Exercise directions - When you reach the line that contains "Performance tweaks" in the data below, copy it and every line after it exactly, adding nothing.

═══ Entries shown

PR #426, opened 2018-06-15
Performance tweaks

mquander:
This fixes up the raycaster and character controller to be faster, shaving a few percent off total frame time.


johnshaughnessy:
Nice job!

══════

Response -
Performance tweaks

mquander:
This fixes up the raycaster and character controller to be faster, shaving a few percent off total frame time.


johnshaughnessy:
Nice job!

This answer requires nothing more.